* PROBLEM DETAILS *
Produce a copy of every line in the records that holds the string "just".

* RECORDS PROVIDED *
* * *

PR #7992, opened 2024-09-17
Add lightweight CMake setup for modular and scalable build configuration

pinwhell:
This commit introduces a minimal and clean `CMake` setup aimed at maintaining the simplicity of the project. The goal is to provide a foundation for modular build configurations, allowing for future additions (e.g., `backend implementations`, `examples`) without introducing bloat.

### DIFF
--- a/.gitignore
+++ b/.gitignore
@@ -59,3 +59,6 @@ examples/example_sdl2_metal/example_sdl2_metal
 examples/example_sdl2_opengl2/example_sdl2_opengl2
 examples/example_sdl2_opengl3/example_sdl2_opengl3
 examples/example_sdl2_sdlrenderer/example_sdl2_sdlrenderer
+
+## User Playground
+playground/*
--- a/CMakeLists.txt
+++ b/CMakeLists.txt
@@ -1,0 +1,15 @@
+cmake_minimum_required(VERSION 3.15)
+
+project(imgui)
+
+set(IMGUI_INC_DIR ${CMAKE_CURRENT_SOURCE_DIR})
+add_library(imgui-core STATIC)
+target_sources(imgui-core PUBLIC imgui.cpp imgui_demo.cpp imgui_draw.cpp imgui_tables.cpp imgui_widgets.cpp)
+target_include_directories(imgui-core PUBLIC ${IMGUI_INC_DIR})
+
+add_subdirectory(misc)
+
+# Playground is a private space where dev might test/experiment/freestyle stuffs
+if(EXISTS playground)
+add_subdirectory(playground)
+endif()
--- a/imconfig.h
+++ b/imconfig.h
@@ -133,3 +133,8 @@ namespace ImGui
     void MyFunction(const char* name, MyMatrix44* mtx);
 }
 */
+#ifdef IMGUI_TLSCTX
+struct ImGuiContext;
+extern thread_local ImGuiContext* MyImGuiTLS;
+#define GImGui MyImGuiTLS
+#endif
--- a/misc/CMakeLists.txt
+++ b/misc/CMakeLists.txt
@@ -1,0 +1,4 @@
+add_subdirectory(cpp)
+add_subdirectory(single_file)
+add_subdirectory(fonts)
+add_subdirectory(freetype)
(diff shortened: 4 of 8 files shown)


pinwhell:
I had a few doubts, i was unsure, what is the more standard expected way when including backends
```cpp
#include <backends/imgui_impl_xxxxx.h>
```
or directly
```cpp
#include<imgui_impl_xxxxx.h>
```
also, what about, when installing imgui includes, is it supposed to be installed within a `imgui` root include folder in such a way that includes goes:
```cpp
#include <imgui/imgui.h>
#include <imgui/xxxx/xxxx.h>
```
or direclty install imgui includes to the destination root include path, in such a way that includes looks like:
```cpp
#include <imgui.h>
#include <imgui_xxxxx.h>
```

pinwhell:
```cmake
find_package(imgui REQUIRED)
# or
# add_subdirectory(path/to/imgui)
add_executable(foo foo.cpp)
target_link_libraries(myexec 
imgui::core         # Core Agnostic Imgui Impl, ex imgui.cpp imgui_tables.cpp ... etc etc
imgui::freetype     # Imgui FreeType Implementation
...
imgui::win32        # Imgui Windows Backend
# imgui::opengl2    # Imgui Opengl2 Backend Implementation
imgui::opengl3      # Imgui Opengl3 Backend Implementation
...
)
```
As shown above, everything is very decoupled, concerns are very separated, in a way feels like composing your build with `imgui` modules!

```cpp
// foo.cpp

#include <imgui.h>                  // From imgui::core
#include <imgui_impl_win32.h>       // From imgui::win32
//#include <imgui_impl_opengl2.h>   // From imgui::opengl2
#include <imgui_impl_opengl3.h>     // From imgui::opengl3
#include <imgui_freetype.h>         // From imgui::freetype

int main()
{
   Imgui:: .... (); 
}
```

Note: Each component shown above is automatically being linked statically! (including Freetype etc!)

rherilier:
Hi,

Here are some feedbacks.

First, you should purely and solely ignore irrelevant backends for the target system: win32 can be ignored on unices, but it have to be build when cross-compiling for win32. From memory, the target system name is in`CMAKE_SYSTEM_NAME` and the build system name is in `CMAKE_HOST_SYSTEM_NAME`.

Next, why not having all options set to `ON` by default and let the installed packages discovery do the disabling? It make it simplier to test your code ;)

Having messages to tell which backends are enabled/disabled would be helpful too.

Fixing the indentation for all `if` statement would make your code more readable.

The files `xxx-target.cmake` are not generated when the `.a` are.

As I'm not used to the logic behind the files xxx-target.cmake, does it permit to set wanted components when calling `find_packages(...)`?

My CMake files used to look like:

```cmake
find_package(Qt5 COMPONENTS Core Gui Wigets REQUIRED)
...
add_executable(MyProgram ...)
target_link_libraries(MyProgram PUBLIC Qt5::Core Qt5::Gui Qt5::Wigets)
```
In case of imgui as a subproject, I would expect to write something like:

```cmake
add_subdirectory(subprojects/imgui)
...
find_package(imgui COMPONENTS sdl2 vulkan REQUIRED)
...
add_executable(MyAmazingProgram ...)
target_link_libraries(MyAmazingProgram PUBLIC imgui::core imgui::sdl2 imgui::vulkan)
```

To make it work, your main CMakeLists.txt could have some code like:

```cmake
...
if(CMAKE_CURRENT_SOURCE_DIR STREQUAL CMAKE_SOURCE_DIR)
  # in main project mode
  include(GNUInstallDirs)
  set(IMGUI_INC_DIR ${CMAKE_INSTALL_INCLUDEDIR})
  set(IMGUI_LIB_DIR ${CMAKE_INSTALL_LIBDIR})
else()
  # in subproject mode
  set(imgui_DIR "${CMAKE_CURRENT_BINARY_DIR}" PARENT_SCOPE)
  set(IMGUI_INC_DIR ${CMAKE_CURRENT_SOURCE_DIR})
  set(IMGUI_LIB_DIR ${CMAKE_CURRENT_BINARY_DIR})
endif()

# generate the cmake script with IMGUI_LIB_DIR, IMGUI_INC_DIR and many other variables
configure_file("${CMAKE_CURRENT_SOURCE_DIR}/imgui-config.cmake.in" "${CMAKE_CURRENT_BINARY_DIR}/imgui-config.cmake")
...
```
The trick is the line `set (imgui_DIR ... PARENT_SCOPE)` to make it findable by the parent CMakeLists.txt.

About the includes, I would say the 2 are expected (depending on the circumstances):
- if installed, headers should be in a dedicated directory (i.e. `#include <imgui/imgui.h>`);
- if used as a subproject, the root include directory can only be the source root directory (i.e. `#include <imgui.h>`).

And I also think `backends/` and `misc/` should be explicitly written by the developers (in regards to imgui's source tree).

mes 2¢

* * *

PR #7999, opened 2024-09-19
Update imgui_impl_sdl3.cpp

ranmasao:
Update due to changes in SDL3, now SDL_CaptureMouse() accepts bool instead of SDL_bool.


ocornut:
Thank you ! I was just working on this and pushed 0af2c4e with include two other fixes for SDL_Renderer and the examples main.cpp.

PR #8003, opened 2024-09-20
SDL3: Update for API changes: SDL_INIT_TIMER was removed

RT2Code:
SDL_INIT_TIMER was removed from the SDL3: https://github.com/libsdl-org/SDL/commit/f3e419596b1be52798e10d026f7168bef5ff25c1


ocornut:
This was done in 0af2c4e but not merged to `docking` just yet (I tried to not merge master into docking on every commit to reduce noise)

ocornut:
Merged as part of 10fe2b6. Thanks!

* * *

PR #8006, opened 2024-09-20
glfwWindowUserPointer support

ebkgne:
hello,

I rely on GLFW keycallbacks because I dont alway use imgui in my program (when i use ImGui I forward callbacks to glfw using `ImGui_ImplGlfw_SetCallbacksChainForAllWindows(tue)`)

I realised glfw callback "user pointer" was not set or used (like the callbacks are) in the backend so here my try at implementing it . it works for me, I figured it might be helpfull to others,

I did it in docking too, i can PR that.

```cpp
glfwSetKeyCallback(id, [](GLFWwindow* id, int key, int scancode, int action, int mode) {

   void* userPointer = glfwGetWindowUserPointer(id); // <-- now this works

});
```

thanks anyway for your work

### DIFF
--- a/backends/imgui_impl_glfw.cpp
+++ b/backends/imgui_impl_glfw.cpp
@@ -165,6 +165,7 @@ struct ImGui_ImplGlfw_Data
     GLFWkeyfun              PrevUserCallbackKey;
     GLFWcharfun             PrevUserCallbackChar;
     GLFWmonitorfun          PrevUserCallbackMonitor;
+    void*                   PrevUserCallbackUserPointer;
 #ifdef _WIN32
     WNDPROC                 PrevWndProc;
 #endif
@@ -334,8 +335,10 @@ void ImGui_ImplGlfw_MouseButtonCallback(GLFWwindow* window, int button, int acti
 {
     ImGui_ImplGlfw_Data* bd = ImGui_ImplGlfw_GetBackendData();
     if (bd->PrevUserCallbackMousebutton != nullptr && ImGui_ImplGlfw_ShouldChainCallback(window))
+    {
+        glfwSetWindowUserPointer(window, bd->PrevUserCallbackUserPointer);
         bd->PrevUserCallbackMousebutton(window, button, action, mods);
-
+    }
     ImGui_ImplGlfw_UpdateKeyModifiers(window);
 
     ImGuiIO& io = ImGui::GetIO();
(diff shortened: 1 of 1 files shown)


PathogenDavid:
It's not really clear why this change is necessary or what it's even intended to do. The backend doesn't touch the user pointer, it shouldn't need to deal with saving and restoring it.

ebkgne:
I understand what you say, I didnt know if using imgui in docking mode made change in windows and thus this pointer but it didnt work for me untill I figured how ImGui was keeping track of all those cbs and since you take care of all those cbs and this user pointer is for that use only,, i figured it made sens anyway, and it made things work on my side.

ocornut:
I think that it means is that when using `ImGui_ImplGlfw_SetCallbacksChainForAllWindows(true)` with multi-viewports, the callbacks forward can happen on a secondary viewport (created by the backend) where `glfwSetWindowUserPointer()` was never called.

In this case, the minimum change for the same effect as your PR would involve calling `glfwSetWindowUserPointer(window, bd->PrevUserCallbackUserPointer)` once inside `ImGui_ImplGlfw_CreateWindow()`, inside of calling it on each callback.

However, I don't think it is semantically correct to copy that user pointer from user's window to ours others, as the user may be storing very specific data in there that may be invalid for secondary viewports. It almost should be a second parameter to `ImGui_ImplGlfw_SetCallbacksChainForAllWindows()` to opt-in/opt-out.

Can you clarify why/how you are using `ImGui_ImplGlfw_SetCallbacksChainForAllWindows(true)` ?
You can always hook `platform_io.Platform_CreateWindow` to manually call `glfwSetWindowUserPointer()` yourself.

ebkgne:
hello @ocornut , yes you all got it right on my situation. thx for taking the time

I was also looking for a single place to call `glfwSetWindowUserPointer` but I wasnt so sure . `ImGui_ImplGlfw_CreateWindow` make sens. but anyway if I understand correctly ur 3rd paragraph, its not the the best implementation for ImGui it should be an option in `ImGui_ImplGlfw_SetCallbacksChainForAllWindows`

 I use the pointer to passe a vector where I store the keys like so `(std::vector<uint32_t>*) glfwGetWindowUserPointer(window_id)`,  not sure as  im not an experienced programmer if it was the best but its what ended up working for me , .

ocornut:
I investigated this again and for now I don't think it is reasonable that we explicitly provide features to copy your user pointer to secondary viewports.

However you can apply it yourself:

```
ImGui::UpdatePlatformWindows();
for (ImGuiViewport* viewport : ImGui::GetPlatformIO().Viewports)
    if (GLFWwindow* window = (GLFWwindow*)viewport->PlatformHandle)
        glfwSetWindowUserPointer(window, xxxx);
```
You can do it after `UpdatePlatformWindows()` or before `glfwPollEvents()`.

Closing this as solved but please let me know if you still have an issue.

* * *

* ANSWER SPACE *
Thank you ! I was just working on this and pushed 0af2c4e with include two other fixes for SDL_Renderer and the examples main.cpp.
This was done in 0af2c4e but not merged to `docking` just yet (I tried to not merge master into docking on every commit to reduce noise)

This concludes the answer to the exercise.